■ REQUIREMENT ■
Using the listing that follows, report how many lines include the word "execute", and add no other words.

■ PROVIDED INFORMATION ■
PR #963, opened 2022-08-29
renamed v4 db objects: load, latest, and history tables, and their id columns

melange396:
src/ddl/migrations/v4_renaming.sql - contains the SQL to do the renaming of a live v4 system

source code changes were done by these 4 shell commands:
```{bash}
  find ./src ./tests ./integrations -type f -exec sed -i 's/signal_history/epimetric_full/g' {} \;
  find ./src ./tests ./integrations -type f -exec sed -i 's/signal_latest/epimetric_latest/g' {} \;
  find ./src ./tests ./integrations -type f -exec sed -i 's/signal_load/epimetric_load/g' {} \;
  find ./src ./tests ./integrations -type f -exec sed -i 's/signal_data_id/epimetric_id/g' {} \;
```

all tests pass on the codebase as it stands in this commit;
they also pass on a `delphi_web_epidata` docker image that was created before this commit and then had the migration file changes applied to it.


melange396:
note: the `find` commands were designed to avoid the `.git/` directory

src/ddl/migrations/v4_renaming.sql
```diff
@@ -0,0 +1,99 @@
+
+-- drop VIEWs in `epidata` that act as aliases to (ie, they reference) VIEWs in `covid`
+USE epidata;
+DROP VIEW
+    epimetric_full_v,
```
krivard, line 5: Should this be `signal_history_v`?

melange396: hahahaha, good catch!  i ran the renaming commands on that migration script.  fixed now.  *facepalm*

src/ddl/v4_schema_aliases.sql
```diff
@@ -5,6 +5,6 @@
 --       frontend api code still uses `epidata` but has these relevant tables/views "aliased" to use covid.blah when referred to as epidata.blah in context.
 -- ----------------------------------
 
-CREATE VIEW `epidata`.`signal_history_v`     AS SELECT * FROM `covid`.`signal_history_v`;
-CREATE VIEW `epidata`.`signal_latest_v`      AS SELECT * FROM `covid`.`signal_latest_v`;
+CREATE VIEW `epidata`.`epimetric_full_v`     AS SELECT * FROM `covid`.`epimetric_full_v`;
+CREATE VIEW `epidata`.`epimetric_latest_v`      AS SELECT * FROM `covid`.`epimetric_latest_v`;
 CREATE VIEW `epidata`.`covidcast_meta_cache` AS SELECT * FROM `covid`.`covidcast_meta_cache`;
```
krivard, line 10: whitespace nit
```suggestion
CREATE VIEW `epidata`.`epimetric_full_v`     AS SELECT * FROM `covid`.`epimetric_full_v`;
CREATE VIEW `epidata`.`epimetric_latest_v`   AS SELECT * FROM `covid`.`epimetric_latest_v`;
CREATE VIEW `epidata`.`covidcast_meta_cache` AS SELECT * FROM `covid`.`covidcast_meta_cache`;
```

krivard (approved):
lgtm! 👍

PR #964, opened 2022-08-30
Metadata threads and ANALYZE and etc

melange396:
4 commits, each for:
 - [cli option for specifying # of metadata worker threads](https://github.com/cmu-delphi/delphi-epidata/commit/0d4188b95bde9c4e162c7ec902b7c6c0ff9f569e)
 - [added flag to Makefile for new percona db image (and some whitespace fixes)](https://github.com/cmu-delphi/delphi-epidata/commit/5e3eb51c005720a9da1e52ee78fb1cbfc0339516)
 - [converted JOINs in VIEWs to 'USING' instead of 'ON'](https://github.com/cmu-delphi/delphi-epidata/commit/b9ab3f3fe09fb6c015baece120e68fa591c06a4b)
 - [added ANALYZE TABLE to the end of acquisition runs (and some whitespace fixes)](https://github.com/cmu-delphi/delphi-epidata/commit/a61a5db5b830cc6c0c124c6ee3374264970c1976)

### DIFF
--- a/src/acquisition/covidcast/covidcast_meta_cache_updater.py
+++ b/src/acquisition/covidcast/covidcast_meta_cache_updater.py
@@ -15,6 +15,7 @@ def get_argument_parser():
 
   parser = argparse.ArgumentParser()
   parser.add_argument("--log_file", help="filename for log output")
+  parser.add_argument("--num_threads", type=int, help="number of worker threads to spawn for processing of each source/signal pair")
   return parser
 
 
@@ -24,8 +25,10 @@ def main(args, epidata_impl=Epidata, database_impl=Database):
   `args`: parsed command-line arguments
   """
   log_file = None
+  num_threads = None
   if (args):
     log_file = args.log_file
+    num_threads = args.num_threads
 
   logger = get_structured_logger(
       "metadata_cache_updater",
@@ -37,7 +40,7 @@ def main(args, epidata_impl=Epidata, database_impl=Database):
   # fetch metadata
   try:
     metadata_calculation_start_time = time.time()
-    metadata = database.compute_covidcast_meta()
+    metadata = database.compute_covidcast_meta(n_threads=num_threads)
     metadata_calculation_interval_in_seconds = time.time() - metadata_calculation_start_time
   except:
     # clean up before failing
--- a/src/acquisition/covidcast/covidcast_meta_cache_updater.py
+++ b/src/acquisition/covidcast/covidcast_meta_cache_updater.py
@@ -15,7 +15,7 @@ def get_argument_parser():
 
   parser = argparse.ArgumentParser()
   parser.add_argument("--log_file", help="filename for log output")
-  parser.add_argument("--num_threads", type=int, help="number of worker threads to spawn for processing of each source/signal pair")
+  parser.add_argument("--num_threads", type=int, help="number of worker threads to spawn for processing source/signal pairs")
   return parser
 
 
--- a/src/acquisition/covidcast/csv_to_database.py
+++ b/src/acquisition/covidcast/csv_to_database.py
@@ -77,12 +77,12 @@ def upload_archive(
     csv_importer_impl=CsvImporter):
   """Upload CSVs to the database and archive them using the specified handlers.
 
-  :path_details: output from CsvImporter.find*_csv_files 
-  
+  :path_details: output from CsvImporter.find*_csv_files
+
   :database: an open connection to the epidata database
 
   :handlers: functions for archiving (successful, failed) files
-  
+
   :return: the number of modified rows
   """
   archive_as_successful, archive_as_failed = handlers
@@ -130,7 +130,7 @@ def upload_archive(
       archive_as_successful(path_src, filename, source, logger)
     else:
       archive_as_failed(path_src, filename, source,logger)
-  
+
   return total_modified_row_count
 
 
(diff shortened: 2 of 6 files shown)


src/acquisition/covidcast/covidcast_meta_cache_updater.py
```diff
@@ -15,6 +15,7 @@ def get_argument_parser():
 
   parser = argparse.ArgumentParser()
   parser.add_argument("--log_file", help="filename for log output")
+  parser.add_argument("--num_threads", type=int, help="number of worker threads to spawn for processing of each source/signal pair")
```
krivard, line 18: (number of threads for the group of pairs, not number of threads per pair)
```suggestion
  parser.add_argument("--num_threads", type=int, help="number of worker threads to spawn for processing source/signal pairs")
```

src/acquisition/covidcast/csv_to_database.py
```diff
@@ -161,13 +161,12 @@ def main(
       database,
       make_handlers(args.data_dir, args.specific_issue_date),
       logger)
-    logger.info("Finished inserting database rows", row_count = modified_row_count)
-    # the following print statement serves the same function as the logger.info call above
-    # print('inserted/updated %d rows' % modified_row_count)
+    logger.info("Finished inserting/updating database rows", row_count = modified_row_count)
   finally:
+    database.do_analyze()
```
krivard, line 166: Do we want the database to run analyze when there's been an exception?

src/acquisition/covidcast/database.py
```diff
@@ -138,6 +138,17 @@ def _reset_load_table_ai_counter(self):
...
+  def do_analyze(self):
+    """performs and stores key distribution analyses, used for join order and index selection"""
+    # TODO: consider expanding this to update columns' histograms
+    #       https://dev.mysql.com/doc/refman/8.0/en/analyze-table.html#analyze-table-histogram-statistics-analysis
+    self._cursor.execute(
+      f'''ANALYZE TABLE
+          signal_dim, geo_dim,
+          {self.load_table}, {self.history_table}, {self.latest_table}''')
+    output = [self._cursor.column_names] + self._cursor.fetchall()
+    get_structured_logger('do_analyze').info("ANALYZE results: "+str(output))
```
krivard, line 150: does it make sense to make use of structure here, a la the following?
```suggestion
    get_structured_logger('do_analyze').info("ANALYZE results", results=str(output))
```

src/ddl/migrations/v4_renaming.sql
```diff
@@ -54,10 +54,8 @@ CREATE OR REPLACE VIEW epimetric_full_v AS
         `t1`.`signal_key_id` AS `signal_key_id`,
         `t1`.`geo_key_id` AS `geo_key_id`
     FROM `epimetric_full` `t1`
-        JOIN `signal_dim` `t2`
-            ON `t1`.`signal_key_id` = `t2`.`signal_key_id`
-        JOIN `geo_dim` `t3`
-            ON `t1`.`geo_key_id` = `t3`.`geo_key_id`;
+        JOIN `signal_dim` `t2` USING (`signal_key_id`)
+        JOIN `geo_dim` `t3` USING (`geo_key_id`);
```
krivard, line 58: 🏆

krivard (commented):
clarification questions

src/acquisition/covidcast/csv_to_database.py
melange396: in short, "yes".  `upload_archive` calls `commit` or `rollback` for each file, so an exception does not indicate that rows were not added (note the double negative there).  thus, running an ANALYZE is still prudent.  ANALYZE is also fast/inexpensive to run, just in case.

relatedly, there is also some older technical debt here that i was kicking further down the road -- the call below does not need the `True` argument (to force a call to `commit()`) and the associated comment about committing is a misnomer.  i left them there for the sake of getting this ANALYZE call into the acquisition process faster.  because of the aforementioned commit/rollback calls in `upload_archive`, the True+comment bellow are irrelevant and can be removed.  i am happy to do that.

src/ddl/migrations/v4_renaming.sql
melange396: 🦾

src/acquisition/covidcast/database.py
melange396: probably?  its mostly cursory though.  it will look like `[('Table', 'Op', 'Msg_type', 'Msg_text'), ('covid.signal_dim', 'analyze', 'status', 'OK'), ('covid.geo_dim', 'analyze', 'status', 'OK'), ('covid.epimetric_load', 'analyze', 'status', 'OK'), ('covid.epimetric_full', 'analyze', 'status', 'OK'), ('covid.epimetric_latest', 'analyze', 'status', 'OK')] ` in the standard/typical case.  i dont know what it means if it does not output that, and i dont know how to test it to make it output anything but that.  if there is some sequence of events that would cause a different output, it would be indicative of a deeper issue or error that we will hopefully be notified of somewhere other than here.

src/acquisition/covidcast/csv_to_database.py
krivard: that helps! no changes needed

krivard (approved):
👍 nice work!

nolangormley (approved):
Looks good!

Issue #941, opened 2022-06-28
v4: insert_batch should fail if you try to run it with something already in signal_load


krivard:
[We recently repaired the mergedkey branch of v4 to force it to run dbjobs automatically after insert_batch](https://github.com/cmu-delphi/delphi-epidata/pull/940). This is because [the fix_islatest query](https://github.com/cmu-delphi/delphi-epidata/blob/fbf878e70d3f4756fc3b7289f980799f7e06f0d4/src/acquisition/covidcast/database.py#L153-L163), having been stripped of the process_status column, performs quite poorly when you wait to run dbjobs until all the CSVs have been run through insert_batch. Each additional CSV file added to signal_load increases the number of rows participating in the fix_islatest join, but a smaller and smaller percentage of rows are updated.

We want to:
* Add a check to insert_batch so that if signal_load has anything in it, it throws an exception
* Add a test (could be an integration test if you did the database setup, or a unit test if you mocked out the database responses) to confirm that insert_batch throws an exception if you run it with something in signal_load

melange396:
i have a call to `logger.fatal` [here](https://github.com/cmu-delphi/delphi-epidata/blob/1fe5b9c88cc315e9c6b60c0491dc48ca7e31dce4/src/acquisition/covidcast/database.py#L176) which i somehow boneheadedly thought would actually halt execution.  this needs to raise an exception at the very least.  it looks like @xavier-xia-99 might have gotten this done in #948 but i cant make sense of the mass of changes in there...  this should be included in v4 before it goes live, so ill get to adding the exception shortly.

krivard:
Fixed in #967

PR #967, opened 2022-08-31
DBLoadStateException: halt acquisition when unexpected data found in load table

melange396:
addresses #941

a question remains about how to handle the new exception in `csv_to_database.py:upload_archive` -- i would argue the behavior i have here is correct: it stops processing any more files and leaves them where they are.  the exception condition would arise because of a problem with the database (and not with the files) so it should not handle unprocessed files with `archive_as_failed`.  if this breaks some filesystem maintenance paradigm though, im fine with changing it.

### DIFF
--- a/integrations/acquisition/covidcast/test_db.py
+++ b/integrations/acquisition/covidcast/test_db.py
@@ -1,7 +1,7 @@
 import unittest
 
 from delphi_utils import Nans
-from delphi.epidata.acquisition.covidcast.database import Database, CovidcastRow
+from delphi.epidata.acquisition.covidcast.database import Database, CovidcastRow, DBLoadStateException
 from delphi.epidata.acquisition.covidcast.test_utils import CovidcastBase
 import delphi.operations.secrets as secrets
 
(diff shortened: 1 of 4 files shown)


integrations/acquisition/covidcast/test_db.py
```diff
@@ -29,6 +29,28 @@ def _find_matches_for_row(self, row):
...
+        a_row = self._make_placeholder_row()[0]
+        another_row = self._make_placeholder_row(time_value=self.DEFAULT_TIME_VALUE+1, issue=self.DEFAULT_ISSUE+1)[0]
+        # insert one
+        self._db.insert_or_update_bulk([a_row])
+        # put something into the load table
+        self._db._cursor.execute(f'''
+            INSERT INTO {self._db.load_table}
+            (source, `signal`, geo_type, geo_value, time_type, time_value, issue, `lag`, value_updated_timestamp)
+            VALUES
+            ('sr',   'si',     'gt',     'gv',      'tt',      3,          8,     5,     13)''')
```
krivard, line 43: hmmm i kinda wanna find a way to refactor this out just so we don't have to continually mess with it when we make more changes. did you already look at that?

src/acquisition/covidcast/csv_to_database.py
```diff
@@ -120,6 +120,10 @@ def upload_archive(
         if modified_row_count is None or modified_row_count: # else would indicate zero rows inserted
           total_modified_row_count += (modified_row_count if modified_row_count else 0)
           database.commit()
+      except DBLoadStateException as e:
+        # if the db is in a state that is not fit for loading new data,
+        # then we should stop processing any more files
+        raise e
```
krivard, line 126: Noting for posterity: we don't need a `database.rollback()` here because if this exception is thrown, no changes have yet been made to the database.

tests/acquisition/covidcast/test_database.py
```diff
@@ -94,6 +94,7 @@ def test_insert_or_update_batch_row_count_returned(self):
     """Test that the row count is returned"""
     mock_connector = MagicMock()
     database = Database()
+    database.count_all_load_rows = lambda:0 # simulate an empty load table
```
krivard, line 97: good catch + good fix

krivard (approved):
Assuming the SQL in test_db is begrudging, 🚀

xavier-xia-99 (approved):

tests/acquisition/covidcast/test_database.py
xavier-xia-99: This was neat!

integrations/acquisition/covidcast/test_db.py
melange396: twas indeed quite begrudging.  ive thought about a better way to handle it, but i cant really come up with something that bothers me less.  i also had to do something similar with the AI counter fix method [here](https://github.com/cmu-delphi/delphi-epidata/blob/c890712333cbfa2a519bb2644db0517a869b2b78/src/acquisition/covidcast/database.py#L131)

src/acquisition/covidcast/csv_to_database.py
melange396: *yet been made to the db by the file in question, files before this _may_ have been imported correctly

krivard: wait, really? in theory this exception can only be thrown if acquisition is started when the database is in an inconsistent state. under what scenarios would some files be uploaded successfully before this exception is thrown?

melange396: its exceedingly unlikely.  but for example, multiple acquisition processes could be running simultaneously

melange396: ...though transaction boundaries would make that virtually impossible

PR #977, opened 2022-09-22
Use BETWEEN queries in the API as much as possible

### LINKED ISSUE #790: API should use 'BETWEEN' queries as much as possible
The API retrieves data from the database by specifying date criteria in two different ways: in an enumerated list of days 'OR'ed together as well as a range of dates using the SQL 'BETWEEN' syntax (ie, `t.time_value = 20201201 OR t.time_value = 20201202 OR ... OR t.time_value = 20201230 OR t.time_value = 20201231` versus `t.time_value BETWEEN 20201201 AND 20201231`).  Analysis shows the 'BETWEEN' queries appear to run 1.5x-2x faster than those with enumerated days.  We should refactor to remove the enumeration as much as possible.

■ TASK RESULT ■
2